There are numerous examples in the Pali Canon suggesting cultivation of aversion to the unwholesome, many of them revolving around cultivation of disgust with the body as an antidote to lust:

Since your perception is distorted,
Your heart with passion is aflame.
The marks of beauty should you shun,
Bound up with lustful longing and desire.

Your mind, one-pointed and collected,
In seeing foulness should be cultivated.
With mindfulness directed on the body,
Dwell often in disgust concerning it.

But also more generally:

Having done a mental action, you should reflect on it: 'This mental action I have done — did it lead to self-affliction, to the affliction of others, or to both? Was it an unskillful mental action, with painful consequences, painful results?' If, on reflection, you know that it led to self-affliction, to the affliction of others, or to both; it was an unskillful mental action with painful consequences, painful results, then you should feel distressed, ashamed, & disgusted with it. Feeling distressed, ashamed, & disgusted with it, you should exercise restraint in the future.

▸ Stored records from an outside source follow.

Issue #6198, opened 2025-02-02
enh: raise proper error when number of arguments to intrinsic `present` is not 1


YBansal95:
```
program main
    integer :: a, b
    print *, present(a, b)
end program main
```

```
yashwini@yashwini:~/Desktop/vscode/lfortran$ ./src/bin/lfortran tmp.f90
semantic error: No matching signature found for intrinsic present
 --> tmp.f90:3:14
  |
3 |     print *, present(a, b)
  |              ^^^^^^^^^^^^^ 


Note: Please report unclear, confusing or incorrect messages as bugs at
https://github.com/lfortran/lfortran/issues.
yashwini@yashwini:~/Desktop/vscode/lfortran$ gfortran tmp.f90
tmp.f90:3:12:

    3 |     print *, present(a, b)
      |            1
Error: Too many arguments in call to ‘present’ at (1)
```

And similarly, for:
```
program main
    integer :: a, b
    print *, present()
end program main
```

```
yashwini@yashwini:~/Desktop/vscode/lfortran$ ./src/bin/lfortran tmp.f90
semantic error: No matching signature found for intrinsic present
 --> tmp.f90:3:14
  |
3 |     print *, present()
  |              ^^^^^^^^^ 


Note: Please report unclear, confusing or incorrect messages as bugs at
https://github.com/lfortran/lfortran/issues.
yashwini@yashwini:~/Desktop/vscode/lfortran$ gfortran tmp.f90
tmp.f90:3:12:

    3 |     print *, present()
      |            1
Error: Missing actual argument ‘a’ in call to ‘present’ at (1)
```

swamishiju:
I did get something working with a minor change. It seems to be passing integration tests but im not sure if its a hack

[Initial Code](https://github.com/lfortran/lfortran/blob/1fe60e2b0e80f9596b8e645b1afdd89ccd496680/src/lfortran/semantics/ast_common_visitor.h#L7364-L7368)

to 

```cpp
bool signature_matched = false;
signature_matched = handle_intrinsic_node_args(x, args, signature.kwarg_names, signature.positional_args, signature.max_args, var_name, true);
```

So the errors are generated in handle_intrinsic_node only

HiteshGhanchi:
@swamishiju so did you raise the pr with your changes and is it solved ?

HiteshGhanchi:
`semantic error: Incorrect number of arguments passed to the 'present' intrinsic. It accepts exactly 1 arguments.
[...]

PR #6647, opened 2025-03-17
Fix: Proper error messages for incorrect number of arguments to intrinsic functions

swamishiju:
#6198 

@certik closed to old pr by accident while cleaning


gxyd:
It always helps to link the older PR, I'm doing this time. 

Link to the older PR: https://github.com/lfortran/lfortran/pull/6634

tests/errors/continue_compilation_1.f90
```diff
@@ -284,5 +284,11 @@ program continue_compilation_1
     ! c1 is Character
     print *, c1%mymember
 
+    integer:: a_,b_
```
gxyd, line 287: We already have an integer declared in the program here: https://github.com/lfortran/lfortran/blob/b412b37b7c2cb6b3ebfc25bf5486eec965185e6f/tests/errors/continue_compilation_1.f90#L69, i.e. `x`, you can define one if another integer isn't defined or pass `x` again to `present` below, i.e. `present(x, x)`.

The reason being, we shouldn't be declaring variables after statements in Fortran anyway.

src/lfortran/semantics/ast_common_visitor.h
```diff
@@ -6368,11 +6368,9 @@ class CommonVisitor : public AST::BaseVisitor<Derived> {
         Vec<ASR::expr_t*>& args, std::vector<std::string>& kwarg_names,
         size_t min_args, size_t max_args, const std::string& intrinsic_name,
         bool raise_error=true) {
+        // raise_error is used only when the error is not related to number of arguments
         size_t total_args = x.n_args + x.n_keywords;
         if( !(total_args <= max_args && total_args >= min_args) ) {
-            if( !raise_error ) {
-                return false;
-            }
```
gxyd, line 6375: Do you think this is the right fix or the one below?
```diff
diff --git a/src/lfortran/semantics/ast_common_visitor.h b/src/lfortran/semantics/ast_common_visitor.h
index 8a4f5bb42..575e73504 100644
--- a/src/lfortran/semantics/ast_common_visitor.h
+++ b/src/lfortran/semantics/ast_common_visitor.h
@@ -7605,7 +7605,7 @@ public:
                 signature_matched = handle_intrinsic_node_args(
                     x, args, signature.kwarg_names,
                     signature.positional_args, signature.max_args,
-                    var_name, false);
+                    var_name, true);
                 check_specific_type_intrinsics(specific_var_name, args, x.base.base.loc);
                 if( !signature_matched ) {
                     diag.add(Diagnostic("No matching signature found for intrinsic " + var_name,
```

gxyd: It would be great if you can help understand with an Fortran program example, for which fix is the correct one.

swamishiju: I think a found a bug with my first fix it was something to do with a program like this I believe it was late at night so I can't be entirely sure

```f90
program main
    exit
end program main
```

I remember this exiting with compiler errors instead of the ones lfortran prints i'll try to recreate and get back

tests/errors/continue_compilation_1.f90
swamishiju: Look good now?

src/lfortran/semantics/ast_common_visitor.h
swamishiju: I can't seem to recreate it as of now both seem to work about the same

swamishiju: But I feel like the second fix is better in case the original author had a case in mind and there is a similar thing done in  https://github.com/lfortran/lfortran/blob/b3300c8f59d3c46d69d9d038fcd3c0249d7744f2/src/lfortran/semantics/ast_common_visitor.h#L6404-L6416

gxyd: Yes, I agree.

swamishiju: So we can go ahead with merge?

On the middling stages, once the separation from the coarse unwholesome qualities (habitual tendencies) has been accomplished, cultivation of aversion is substituted for cultivation of joy:

Just as if a skilled bathman or bathman's apprentice would pour bath powder into a brass basin and knead it together, sprinkling it again and again with water, so that his ball of bath powder — saturated, moisture-laden, permeated within and without — would nevertheless not drip; just so, the monk permeates, suffuses and fills this very body with the rapture and pleasure born of [directed thought and evaluation on one's successful] withdrawal [from sensuality, from unskillful qualities].

And then on the advanced stages, cultivation of joy (and then equanimity) is superseded by cultivation of disenchantment:

... that he keep cultivating disenchantment with regard to form, that he keep cultivating disenchantment with regard to feeling, that he keep cultivating disenchantment with regard to perception, that he keep cultivating disenchantment with regard to fabrications, that he keep cultivating disenchantment with regard to consciousness.

From Kimattha Sutta:

Ananda: "And what is the purpose of disenchantment? What is its reward?"
Buddha: "Disenchantment has dispassion as its purpose, dispassion as its reward."
A: "And what is the purpose of dispassion? What is its reward?"
B: "Dispassion has knowledge & vision of release as its purpose, knowledge & vision of release as its reward.

Ananda, skillful virtues have freedom from remorse as their purpose, freedom from remorse as their reward. Freedom from remorse has joy as its purpose, joy as its reward. Joy has rapture as its purpose, rapture as its reward. Rapture has serenity as its purpose, serenity as its reward. Serenity has pleasure as its purpose, pleasure as its reward. Pleasure has concentration as its purpose, concentration as its reward. Concentration has knowledge & vision of things as they actually are as its purpose, knowledge & vision of things as they actually are as its reward. Knowledge & vision of things as they actually are has disenchantment as its purpose, disenchantment as its reward. Disenchantment has dispassion as its purpose, dispassion as its reward. Dispassion has knowledge & vision of release as its purpose, knowledge & vision of release as its reward. In this way, Ananda, skillful virtues lead step-by-step to the consummation of arahantship.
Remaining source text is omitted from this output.